(Stored data entries)

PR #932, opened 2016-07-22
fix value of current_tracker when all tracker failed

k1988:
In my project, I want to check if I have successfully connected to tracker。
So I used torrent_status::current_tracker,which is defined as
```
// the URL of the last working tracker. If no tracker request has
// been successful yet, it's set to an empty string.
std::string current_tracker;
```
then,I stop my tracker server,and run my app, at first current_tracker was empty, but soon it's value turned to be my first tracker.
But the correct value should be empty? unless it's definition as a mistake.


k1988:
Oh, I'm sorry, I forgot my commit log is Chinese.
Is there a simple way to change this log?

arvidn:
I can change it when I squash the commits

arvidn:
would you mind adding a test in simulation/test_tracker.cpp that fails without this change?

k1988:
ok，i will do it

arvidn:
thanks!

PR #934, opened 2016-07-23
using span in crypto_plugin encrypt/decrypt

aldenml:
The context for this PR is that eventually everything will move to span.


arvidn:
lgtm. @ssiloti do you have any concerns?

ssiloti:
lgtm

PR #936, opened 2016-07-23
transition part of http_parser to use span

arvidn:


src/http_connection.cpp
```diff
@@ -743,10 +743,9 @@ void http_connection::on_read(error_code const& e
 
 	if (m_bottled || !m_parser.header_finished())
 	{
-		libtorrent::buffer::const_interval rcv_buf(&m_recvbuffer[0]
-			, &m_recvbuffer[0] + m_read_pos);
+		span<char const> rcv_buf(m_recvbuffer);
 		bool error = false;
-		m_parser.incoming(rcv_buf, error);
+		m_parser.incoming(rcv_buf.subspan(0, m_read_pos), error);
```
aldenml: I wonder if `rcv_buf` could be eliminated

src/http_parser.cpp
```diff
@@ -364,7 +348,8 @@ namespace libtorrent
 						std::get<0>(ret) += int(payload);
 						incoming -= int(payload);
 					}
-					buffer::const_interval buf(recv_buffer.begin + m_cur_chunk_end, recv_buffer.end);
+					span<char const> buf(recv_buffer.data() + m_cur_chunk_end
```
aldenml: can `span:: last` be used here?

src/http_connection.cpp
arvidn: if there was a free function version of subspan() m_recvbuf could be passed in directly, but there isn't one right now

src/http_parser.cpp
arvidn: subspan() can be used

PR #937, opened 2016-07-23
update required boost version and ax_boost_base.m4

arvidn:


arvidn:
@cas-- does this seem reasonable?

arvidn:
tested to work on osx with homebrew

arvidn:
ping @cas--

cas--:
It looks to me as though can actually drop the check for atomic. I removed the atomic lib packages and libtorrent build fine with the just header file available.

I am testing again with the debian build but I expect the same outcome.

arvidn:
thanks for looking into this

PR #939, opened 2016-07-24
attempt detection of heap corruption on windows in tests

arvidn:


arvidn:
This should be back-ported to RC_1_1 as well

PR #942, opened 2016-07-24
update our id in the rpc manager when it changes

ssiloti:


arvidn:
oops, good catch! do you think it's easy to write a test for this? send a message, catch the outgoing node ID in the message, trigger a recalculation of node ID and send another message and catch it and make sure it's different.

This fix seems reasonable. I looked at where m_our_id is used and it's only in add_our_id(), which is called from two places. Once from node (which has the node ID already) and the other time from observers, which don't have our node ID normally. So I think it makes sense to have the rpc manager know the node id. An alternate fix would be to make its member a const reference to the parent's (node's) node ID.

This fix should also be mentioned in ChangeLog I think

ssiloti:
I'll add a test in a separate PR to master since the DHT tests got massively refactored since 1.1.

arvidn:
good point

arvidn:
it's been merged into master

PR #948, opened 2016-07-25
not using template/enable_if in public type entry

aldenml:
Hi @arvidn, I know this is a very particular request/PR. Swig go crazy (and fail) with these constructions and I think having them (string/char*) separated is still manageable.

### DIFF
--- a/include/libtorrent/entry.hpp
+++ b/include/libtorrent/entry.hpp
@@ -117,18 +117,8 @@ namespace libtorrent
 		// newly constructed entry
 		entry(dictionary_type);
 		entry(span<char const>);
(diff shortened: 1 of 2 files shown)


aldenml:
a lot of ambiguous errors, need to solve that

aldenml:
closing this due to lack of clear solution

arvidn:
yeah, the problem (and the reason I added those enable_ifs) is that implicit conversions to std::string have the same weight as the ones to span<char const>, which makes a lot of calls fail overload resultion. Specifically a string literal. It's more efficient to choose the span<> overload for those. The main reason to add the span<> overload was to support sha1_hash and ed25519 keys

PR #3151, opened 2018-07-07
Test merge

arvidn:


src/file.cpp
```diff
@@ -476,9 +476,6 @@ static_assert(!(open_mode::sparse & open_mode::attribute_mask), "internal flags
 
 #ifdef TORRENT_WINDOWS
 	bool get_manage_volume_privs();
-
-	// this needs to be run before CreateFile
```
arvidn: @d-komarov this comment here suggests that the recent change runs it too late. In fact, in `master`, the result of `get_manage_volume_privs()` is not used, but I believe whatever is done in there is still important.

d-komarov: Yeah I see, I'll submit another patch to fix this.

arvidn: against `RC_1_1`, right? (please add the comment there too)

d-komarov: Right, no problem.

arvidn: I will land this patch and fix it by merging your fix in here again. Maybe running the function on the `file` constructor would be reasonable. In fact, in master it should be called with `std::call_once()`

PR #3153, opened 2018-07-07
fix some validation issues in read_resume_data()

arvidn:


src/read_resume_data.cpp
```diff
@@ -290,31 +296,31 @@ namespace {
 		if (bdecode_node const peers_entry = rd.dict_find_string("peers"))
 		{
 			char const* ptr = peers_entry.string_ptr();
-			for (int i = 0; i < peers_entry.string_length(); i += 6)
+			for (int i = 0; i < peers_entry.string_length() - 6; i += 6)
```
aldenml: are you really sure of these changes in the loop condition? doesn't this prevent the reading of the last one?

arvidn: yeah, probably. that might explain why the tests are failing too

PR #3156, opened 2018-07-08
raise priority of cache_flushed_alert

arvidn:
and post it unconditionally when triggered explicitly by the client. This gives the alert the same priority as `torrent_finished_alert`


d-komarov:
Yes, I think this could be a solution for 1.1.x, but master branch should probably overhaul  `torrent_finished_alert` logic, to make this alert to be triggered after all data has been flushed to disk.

= WHAT YOU ARE ASKED TO DO =
Among the records, find every line with the word "comment" and copy it.

= RESULT FOR THIS TASK =
arvidn: @d-komarov this comment here suggests that the recent change runs it too late. In fact, in `master`, the result of `get_manage_volume_privs()` is not used, but I believe whatever is done in there is still important.
arvidn: against `RC_1_1`, right? (please add the comment there too)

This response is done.